Different units do not convert freely from one to another while embeded
in custom resource class names. Meaning a request for a 128GB persistent
memory namespace can be fulfilled by a CUSTOM_PMEM_NAMESPACE_128GB
resource, but can not be fulfilled by a CUSTOM_PMEM_NAMESPACE_131072MB
resource even though they are of the same quantity.
Persistent memory is by nature NUMA sensitive. However for the initial
iteration, the resource inventories are put directly under ROOT resource
provider of the compute host. Persistent memory NUMA affinity will be
adddressed by a seperate follow-on spec.
A change in the configuration will stop the nova compute agent from
(re)starting if that change removes any namespaces in use by guests
from the configuration.
Virtual persistent memory specification
---------------------------------------
Virtual persistent memory information is added to guest hardware flavor
extra specs in the form of::
hw:pmem=$LABEL[,$LABEL]
``$LABEL`` is the variable part of a resource class name as defined
in the `Persistent memory namespace management and resource tracking`_
section. Each appearence of a '$LABEL' means a requirement to one
persistent memory namespace of ``CUSTOM_PMEM_NAMESPACE_$LABEL``
resource class. So there can be multiple appearences of the same
$LABEL in one specification. To give an example::
hw:pmem=128GB,128GB
It means a resource requirement of two 128GB persisent memory
namespaces.
Libvirt domain specification requires each virtual persistent memory
to be associated with one guest NUMA node. If guest NUMA topology
is specified in the flavor, the guest virtual persistent memory
devices are put under guest NUMA node 0. If guest NUMA topology is not
specified in the flavor, a guest NUMA node 0 is constructed implicitly
and all guest virutal persistent memory devices are put under it.
Please note, under the second circumstance (implicitly constructing
a guest NUMA node 0), the construction of guest NUMA node 0 happens
at the libvirt driver while the guest libvirt domain specification
is being built up. The NUMA topology logic in the scheduler is not
applied. And from the perspective of any other parts of Nova, this
guest is still a non-NUMA guest.
Examples::
One NUMA node, one 512GB virtual persistent memory:
hw:numa_nodes=1
hw:pmem=512GB
One NUMA node, two 512GB virtual persistent memory:
hw:numa_nodes=1
hw:pmem=512GB,512GB
Two NUMA nodes, two 512GB virtual persistent memory:
hw:numa_nodes=2
hw:pmem=512GB,512GB
Both of the two virtual persistent memory devices
are put under NUMA node 0.
No NUMA node, two 512GB virtual persistent memory:
hw:pmem = 512GB,512GB
A guest NUMA node 0 is constructed implicitly.
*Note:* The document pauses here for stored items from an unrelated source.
PR #2154, opened 2024-02-08
[#2077] Ensure Providers Are Valid

### LINKED ISSUE #2077: Station name not shown in UI before change in station provider
**Please check the [Known Issues](https://github.com/EDCD/EDMarketConnector/issues/618) in case this has already been reported.**

**Please also check if the issue is covered in our [Troubleshooting Guide](https://github.com/EDCD/EDMarketConnector/wiki/Troubleshooting).** It might be something with a known work around, or where a third party (such as EDSM) is causing logging that is harmless.

 - Version: 5.9.5
 - Game Version: 'Odyssey'
 - OS: Fedora 38
 - OS Locale: German
 - Please attach **BOTH** log files, by dragging and dropping them into this input: Actually I can't find any of the log files, need to work on that as well.
 - 
[EDMarketConnector-debug.log](https://github.com/EDCD/EDMarketConnector/files/12653181/EDMarketConnector-debug.log)

**Describe the bug**
~I tried to finally update the Flatpak version of EDMC from 5.8.1 to 5.9.5, but when testing it, it seems to not be able to read the currently docked station from the journal anymore.
This is while being docked at a station. Leaving and re-docking also doesn't help. When I go back to 5.8.1 it works fine again.~

I updated the Flatpak version from 5.8.1 to 5.9.5, but when testing it, it seems to not be able to read the currently docked station from the journal anymore. While debugging, I found that in my config I still had the line
```
station_provider = eddb
```

Interestingly removing the line also didn't fix the issue. Only when I enter the configuration menu and select Inara as the station provider and confirm the change, the station is shown in the UI again. Changing it back to EDSM afterwards also works fine. But it seems that the selection of the default provider is failing somehow.

**To Reproduce**
1. Remove line with `station_provider` from `EDMarketConnector.ini`
2. Start EDMC
3. See no Station name in UI
4. Enter configuration menu, set station provider to Inara
5. Station name is now visible

**Expected behavior**
Station name shown in UI

**Screenshots**
Bildschirmfoto vom 2023-09-18 22-08-30

Rixxan:
# Description
In rare instances, if an invalid System, Station, or Plugin provider is set in the configuration (such as EDDB in Station or System provider), this can result in the program breaking. This alleviates this issue by checking if the set configuration values are valid at startup. If not, reset them to the default values and throw an error to the user. 

This fix also includes the required LANG changes to allow localization. 

image

## Type of change
- Bug Fix

Closes #2077

### DIFF
--- a/EDMarketConnector.py
+++ b/EDMarketConnector.py
@@ -2162,6 +2162,7 @@ def validate_providers():
         popup_text
     )
 
+
 # Run the app
 if __name__ == "__main__":  # noqa: C901
     logger.info(f'Startup v{appversion()} : Running on Python v{sys.version}')
--- a/EDMarketConnector.py
+++ b/EDMarketConnector.py
@@ -807,6 +807,9 @@ class AppWindow:
         self.w.bind_all('<<CompanionAuthEvent>>', self.auth)  # cAPI auth
         self.w.bind_all('<<Quit>>', self.onexit)  # Updater
 
+        # Check for Valid Providers
+        validate_providers()
+
         # Start a protocol handler to handle cAPI registration. Requires main loop to be running.
         self.w.after_idle(lambda: protocol.protocolhandler.start(self.w))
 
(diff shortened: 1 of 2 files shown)


C1701D (approved):
LGMT

PR #2164, opened 2024-02-25
[1181] Save Coriolis URL override when changing languages

### LINKED ISSUE #1181: Changing language will cause non-auto (default) Coriolis override to become auto
This is due to the dropdown for Coriolis override setting having the translated word as the label, and that being all you get back.  But after a language change the translation will be different, not match up, and the code re-sets it to auto.

Proposed solution:
Store the translations when constructing the preferences tab and reference those not `_('Auto')` and the like in the back-conversion.

C1701D:
# Description
Currently changing languages may cause Coriolis URL overrides to revert back to auto (default) if the current selection has a different display string between the old and new language. This PR fixes that by saving the old display strings when creating the prefs window and checking against those when closing it. 

## Type of change
- Bug Fix

## How Has This Been Tested?
- Switching between languages with and without changing the override setting at the same time.
- Manually editing Registry to ensure original fallback to default still works.

Closes #1181


Rixxan (approved):
LGTM!

PR #2165, opened 2024-02-25
[2163] Update Inara plugin to better handle Thargoid Combat events

### LINKED ISSUE #2163: Update Inara plugin to use ``isThargoid`` flag for Interdictions
**Describe the enhancement**
In May 2023 a new parameter called ``isThargoid`` was added to the ``Interdicted`` and ``EscapeInterdiction`` journal events. These events now no longer contain the ``Faction`` parameter for Thargoid Interdictions. This causes the Inara plugin to throw Exceptions when trying to handle those events as it expects either a ``Factrion``, ``Power`` or ``Interdictor``/``Interdicted`` parameter to be present.

**Proposed soluten**
Check if the ``isThargoid`` flag is present and set when handling those events and then use it instead of the other parameters to set ``opponentName``.

C1701D:
# Description
In May 2023 a new parameter called ``isThargoid`` was added to the ``Interdicted`` and ``EscapeInterdiction`` journal events which caused issues with the way the Inara plugin handled Interdiction events. Additionally Thargoid caused deaths didn't show up in Inara's Combat Log.
This PR:
- Updates the Inara plugin to check for that ``isThargoid`` flag and set the ``opponentName`` in Thargoid related Inara API updates to ``Thargoid`` if it is set.
- Adds a check to the ``Died`` event to use the Killer's ship's name as ``opponentName`` if the Killer's name is not present in the journal entry (as is the case for Thargoid caused deaths).
- Rewrites the ``EscapeInterdiction`` path to match the other Interdiction paths.
- Updates the Interdiction related Paranoia checks to also work in cases of missing and not just empty parameters.

## Type of change
- Match journal update
- Bug Fixes
- Minor Code Rewrites

## How Has This Been Tested?
- Testing multiple Interdiction source (Player, NPC and Thargoids) and outcome (interdicted and escaped) combinations in game.
- Checking that getting interdicted and destroyed by Thargoids shows up properly in Inara's Combat Log.

Closes #2163

### DIFF
--- a/plugins/inara.py
+++ b/plugins/inara.py
@@ -1008,7 +1008,8 @@ def journal_entry(  # noqa: C901, CCR001
             opponent_name_issue = 'opponentName' not in data or data['opponentName'] == ""
             wing_opponent_names_issue = 'wingOpponentNames' not in data or data['wingOpponentNames'] == []
             if opponent_name_issue and wing_opponent_names_issue:
-                logger.warning('Dropping addCommanderCombatDeath message because opponentName and wingOpponentNames came out as ""')
+                logger.warning('Dropping addCommanderCombatDeath message'
+                               'because opponentName and wingOpponentNames came out as ""')
 
             else:
                 new_add_event('addCommanderCombatDeath', entry['timestamp'], data)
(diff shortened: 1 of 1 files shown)


Rixxan (approved):
Good changes here, everything seems in order.

Issue #1654, opened 2022-08-31
Inara: Add `shipMaxJumpRange` and `shipCargoCapacity` to `setCommanderShip`


Athanasius:
> minor update for Inara API `setCommanderShip` event - there will be possible to set `shipMaxJumpRange` and `shipCargoCapacity`, for the respective properties in the journal's `Loadout` event (`MaxJumpRange` and  `CargoCapacity`). Both are optional and those values will be displayed on Inara in the next site update, so no rush if you will wish to implement it.

PR #2180, opened 2024-03-18
Add Inara jump range and cargo capacity

dvdmuckle:
This is an attempt to address #1654. I need to test this but I'll leave a comment when I've confirmed this is working ass intended.


Rixxan:
How's the testing going? This looks good from my eyes :)

dvdmuckle:
So, to test this I tried buying a stock Sidewinder at a station, and then checking my Inara profile to see if the jump range was there. Unfortunately, I couldn't find the jump range there. I tried just testing again with a normal play session that included switching ships, and I added some good ol' `print` commands to the cases I added in this PR, but I couldn't find those `print`s.

dvdmuckle:
I need to better understand when this journal event is emitted so I can figure out if it's an issue with how I'm testing this change, or with the code itself. Or, I may just be expecting Inara to update with info faster than it actually is.

dvdmuckle:
I just did some more testing, as far as I can tell this is correct. I couldn't figure out why my `prints` (that I also tried changing to `logger.info` and `logger.debug` with the correct log levels set) didn't show up, but as you said, this _looks_ fine.

Rixxan:
@dvdmuckle during your testing, did Inara in fact pick up on the details you were sending it eventually?

dvdmuckle:
@Rixxan that's something that I'm also not 100% sure on, as I tried testing with buying a new ship and seeing what showed up on Inara from there. I don't believe the updated info showed up immediately, but I'm also not sure how quickly info like that is supposed to show up on Inara.

Rixxan:
This is still on deck to test more as soon as I figure out how.

Rixxan:
Looking through this, I don't believe this is correct. Although it looks logical as to how you would expect Elite to send the data, it's not accurate to how the game sends events.

Testing has shown that shipMaxJumpRange is only valid for the setCommanderShip event type, which are only available for (so far) two events in game that I have found (loadout changes). This can be generated on a ship swap or on manually changing the loadout, but is not included in other instances where setCommanderShip is called such as on login. 

As such, the code as presented here will never be received from the game data and can't be processed. I'm currently working on an updated branch. 

I'm going to close this PR as rebuilding the PR would essentially be the same as opening a new one so I'll opt for that.

dvdmuckle:
Sounds good, I'll try implementing this elsewhere in the code.

Issue #2171, opened 2024-03-06
Python 3.9 error: TypeError: unsupported operand type(s) for |: 'type' and 'NoneType'


chennin:
[Running from source wiki](https://github.com/EDCD/EDMarketConnector/wiki/Running-from-source) currently states (Dec 18, 2023 revision) that EDMC "will no longer work under Python 3.8 or earlier". However, EDMC does not run on 3.9 either.

```python
Traceback (most recent call last):
  File "/data/./EDMarketConnector.py", line 61, in <module>
    import killswitch
  File "/data/killswitch.py", line 20, in <module>
    import config
  File "/data/config/__init__.py", line 486, in <module>
    config = get_config()
  File "/data/config/__init__.py", line 480, in get_config
    from .linux import LinuxConfig
  File "/data/config/linux.py", line 17, in <module>
    class LinuxConfig(AbstractConfig):
  File "/data/config/linux.py", line 25, in LinuxConfig
    def __init__(self, filename: str | None = None) -> None:
TypeError: unsupported operand type(s) for |: 'type' and 'NoneType'
```

Repro'd by checking out the code and `git checkout stable` (tag: Release/5.10.1), then `podman run -it --rm -v  $PWD:/data python:3.9 bash`, then in the container: `cd /data; pip install -r requirements.txt; python ./EDMarketConnector.py`.

Also reported on [ED Community Discord](https://discord.com/channels/89778537522802688/89782152853479424/1214828688219049994).

`str | None` syntax was apparently added in 3.10, though I don't have a source other than StackOverflow.

Athanasius:
Yeah, that's just a wiki update being necessary.  The thing to note really is the 'targeted against'.  That means no actual testing of prior versions, so there should be no real expectation of it working.

bgol:
Yes, added with 3.10: [Allow writing union types as X | Y](https://peps.python.org/pep-0604/)

Rixxan:
@chennin please try the following: 

Change the imports and files in config/linux.py to include:

```python
"""
linux.py - Linux config implementation.

Copyright (c) EDCD, All Rights Reserved
Licensed under the GNU General Public License.
See LICENSE file.
"""
from __future__ import annotations

import os
import pathlib
import sys
from configparser import ConfigParser
from config import AbstractConfig, appname, logger

assert sys.platform == 'linux'
``` 

I think we just forgot to add a future annotation there.

chennin:
[...]

Issue #1471, opened 2022-02-16
Consider packaging PIL (Python Image Library) for plugins


Athanasius:
EDMC-Screenshot has this as a dependency, but it includes architecture, and python-version, specific files.

They keep on having to update to include multiple relevant versions of PIL (so that they can support prior versions of EDMC as well).

We could hopefully make this a lot simpler by just packaging the ~4MB PIL ourselves.  Hopefully there will be no issues to doing so with the GH build.

PR #2183, opened 2024-03-23
[1133] Add ContextMenu Globally

### LINKED ISSUE #1133: Context menu in Options input text boxes
**Describe the enhancement**

Currently EDMC doesn't have context menu in Options screen input text boxes. You can't right click for example in Inara API text box and paste the key.

**Expected behavior**

Fully functional context (right mouse click) menu in all text input boxed.

**Considered workarounds**

N/A

**Additional context**

N/A

Rixxan:
# Description
Adds a context menu including Cut, Copy, and Paste options to all nb.Entry fields, primarily those in the config menu. 

fcjGMblQ11

This has been tested to ensure that any secrets cannot be extracted by using this system. This also leverages existing nb systems, so legacy MacOS functionality will be maintained (though they will not get this new feature).

Additionally, contains a fix to a ctypes prototype function that could break on some source installs running using 64-bit Python (not currently officially supported) and updates some developmental dependencies. 

Includes a fix for a rare bug when running from source under #1805 

Finally, this PR also adds the Python Image Library (Pillow) (#1471, https://github.com/NoFoolLikeOne/EDMC-Screenshot/issues/51)

## Type of change
- Enhancement
- New Package

## How Has This Been Tested?
- Tested on developer's machine, and tested to ensure that functionality cannot be leveraged to extract secrets
- Tested on multiple Entry fields with various input and output.

Resolves #1133, #1471, #2171

Related to #1805

### DIFF
--- a/myNotebook.py
+++ b/myNotebook.py
@@ -77,7 +77,7 @@ class Label(tk.Label):
     """Custom tk.Label class to fix some display issues."""
 
     def __init__(self, master: ttk.Frame | None = None, **kw):
-        # This format chosen over `sys.platform in (...)` as mypy and friends dont understand that
+        # This format chosen over `sys.platform in (...)` as mypy and friends don't understand that
         if sys.platform in ('darwin', 'win32'):
             kw['foreground'] = kw.pop('foreground', PAGEFG)
             kw['background'] = kw.pop('background', PAGEBG)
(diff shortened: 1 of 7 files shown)


myNotebook.py
```diff
@@ -87,15 +87,63 @@ def __init__(self, master: ttk.Frame | None = None, **kw):
...
+
+    def paste(self) -> None:
+        """Paste the selected Entry text."""
+        if self.selection_present():
+            self.delete(tk.SEL_FIRST, tk.SEL_LAST)
+        try:
+            text = self.clipboard_get()
+            self.insert(tk.INSERT, text)
+        except tk.TclError:
+            pass  # No text in clipboard or clipboard is not text
```
C1701D, line 135: Shouldn't the deletion part be done after checking if the clipboard contains pastable text? Otherwise it would just delete the text without replacing anything which doesn't seem to be how paste should operate.

Rixxan:
@nofoollikeone I don't know if you still maintain EDMC-Screenshot or not, but this seems to have been a request that your plugin in particular used, and it seemed to simply be the best solution for our purposes here so hopefully it helps!

C1701D (approved):
LGTM

Issue #1812, opened 2023-01-16
Rename the `_()` translation function


Athanasius:
An unfortunate side-effect of forcing `_()` into `builtins` for translation of strings is that it means the `_` for things like "I don't care about this return value" clashes.  In general it was a **REALLY** bad choice given the uses of `_` normally.
```python
        should_return: bool
        new_data: dict[str, Any]
        should_return, _ = killswitch.check_killswitch('capi.auth', {})
```
Here I've changed `new_data` in the function call to `_`.  After this the use of `_("string to be translated")` breaks:
```python
Traceback (most recent call last):
  File "C:\Program Files\Python311\Lib\tkinter\__init__.py", line 1948, in __call__
    return self.func(*args)
           ^^^^^^^^^^^^^^^^
  File "C:\Users\Athan\Documents\Devel\EDMarketConnector\EDMarketConnector.py", line 1128, in capi_request_data
    self.status['text'] = _('Fetching data...')
                          ^^^^^^^^^^^^^^^^^^^^^
TypeError: 'dict' object is not callable
```
Proposal:
Change the translation `_()` to `_t()` - it's only one extra character.

Issues:
*minor* - PLUGINS.md mentions manually setting this up (does that code even *work* ?), that needs updating.  But as plugins would have to manually set things up in this manner nothing will break by changing this in core code.

Follow-ups:
Identify any places where `_` as "throw this away" would be appropriate and update them.  There's at least some killswitch related code.
Check over all the developer documentation to be sure it's up to date with the change.

Rixxan:
Honestly, I'm looking at just dropping forcing the builtin entirely. It confuses type checking, it makes things look weird, and it's not very clear where it's set or what it's doing. 

It'd be easier to just add a dummy function to the l10n _Translation class and accept one more direct import.

I don't think it's too much of a design sacrifice to do something along these lines: 

Add this to l10n's _Translations class
```py
    def tl(self, *args) -> str:
        """
        Dummy loader for the translate function. Used as shorthand.
        """
        return self.translate(*args)
```
and in files where we need translations
```py
from l10n import Translations as Tr
...
def somefunc():
        foo = Tr.tl("My String Here")
...
```
instead of the traditional
```py
def somefunc():
        foo = _("My String Here")
```

Rixxan:
Mocked up what would need to be done in https://github.com/HullSeals/EDMarketConnector/tree/enhancement/1812/rename_underscore_translate
Tasks:
[...]

PR #2189, opened 2024-04-01
[2188] Support Translation Language Override

### LINKED ISSUE #2188: Support Translation Language Override
**Describe the enhancement**

As a plugin author, I have a requirement to temporarily override the EDMC language with a different language for translating certain strings.

**Expected behavior**

The `l10n.Translations.translate()` function should take a parameter for overriding the language.

**Considered workarounds**

With assistance from @Rixxan, I have written a function in my plugin that does this, but think this could be a useful enhancement to contribute to the wider EDMC project, so available to all plugin authors. 

**Additional context**

I intend to submit a PR to add this functionality.

aussig:
## Description
The default `l10n.Translations.translate()` function only works with the language currently selected by the user and loaded in `l10n.Translations.install()`. This PR adds an additional optional `lang` parameter to `translate()`  which, when passed will temporarily load an alternative language and translate the passed string using that language.
 
## Type of change
Enhancement

## Implementation notes
* Some flake8 issues were flagged with the pre-existing imports. These were fixed.
* Some flake8 issues were flagged with the Darwin imports. These were not fixed as Darwin will be removed in 2186.
* The existing `context` parameter, passed to the function, was not well documented so this has been rewritten. Also, this parameter was modified inside the function, to strip it down to just the plugin name, and then used. IMHO this creates difficult to read code so I have introduced a new `plugin_name` variable to the existing code, to take this value, and the original `context` parameter is now left untouched. 
* I noted the comment "# TODO: There is probably a better way to go about this now." against the above extraction of the plugin name from `context` and would be happy to include a rework of this line if you can let me know what's the latest thinking on the approach.
* Apologies for the automatic trailing space removals from `PLUGINS.md`, I didn't spot these on commit but they don't seem unreasonable as a cleanup?

 
## How has this been tested?
By running EDMC in various languages and by modifying a plugin to use the new optional parameter.

Resolves #2188


Rixxan:
This in the pipe for review after #1812, @aussig this PR may require minor updates and edits after 1812 is merged due to potential conflicts.

aussig:
No problem @Rixxan, I'll await the merge on that. I took the opportunity to update this PR to the latest `develop`, resolving one conflict with imports caused by the removal of Darwin, I've used the latest imports from `develop` (I note you are ignoring Flake8 rule I001 - import alpha ordering - so I did the same)

Rixxan:
@aussig This is ready for a re-review given the new translation system. Just ping me when it's been given a once-over :)

aussig:
@Rixxan I've merged in the latest changes to `develop`, adding in the optional `lang` parameter to the new `tl()`.

Rixxan:
Love it! Great work. Seems to test fine on my end.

Both virtual persistent memory devices are put under it.
.. important ::
Qemu does not support backing one virtual persistent memory device
by multiple physical persistent memory namespaces, no matter whether
they are contiguous or not. So any virtual persistent memory device
requested by guests is backed by one physical persistent memory
namespace of the exact same resource class.
The extra specs are translated to placement API requests accordingly.
Virtual persistent memory disposal
----------------------------------
Due to the persistent nature of host PMEM namespaces, the content
of virtual persistent memory in guests shall be zeroed out immediately
once the virtual persisent memory is no longer associated with any VM
instance (cases like VM deletion, cold/live migration, shelve, evacuate
and etc.). Otherwise there will be security concerns.
Since persistent memory devices are typically of large size, this may
introduce a performance penalty to guest deletion or any other actions
involving erasing PMEM namespaces.
The standard I/O APIs (read/write) cannot be used with DAX (direct access)
devices. The nova compute libvirt driver uses `daxio`_ utility (wrapped
by privsep library functions) for this purpose.
VM rebuild
----------
The persisent memory namespaces are zeroed out during VM rebuild to
get to the initial state of the VM.
VM resize
---------
Adding new virtual persistent memory devices to an instance is allowed.
As for a concrete virtual persistent memory device, changing its backing
namespace's resource class is not allowed. This is because it is not
always possible to compare the sizes of two namespaces in different resource
classes (e.g. CUSTOM_PMEM_NAMESPACE_128G and CUSTOM_PMEM_NAMESPACE_MEDIUM).
By default the content of the original virtual persistent memory is copied
to the new virtual persistent memory (if there is). This could be time
consuming, so a flavor extra spec is introduced as a flag::
hw:allow_pmem_copy=true|false (default false)
If either the source or target has this flag set to ``true``, the
data in virtual persistent memory is copied.
If both the source and target have this flag set to ``false``, the
data in virtual persistent memory is not copied. This (not copying data)
is useful in scenarios such as virtual persistent memory is used as cache.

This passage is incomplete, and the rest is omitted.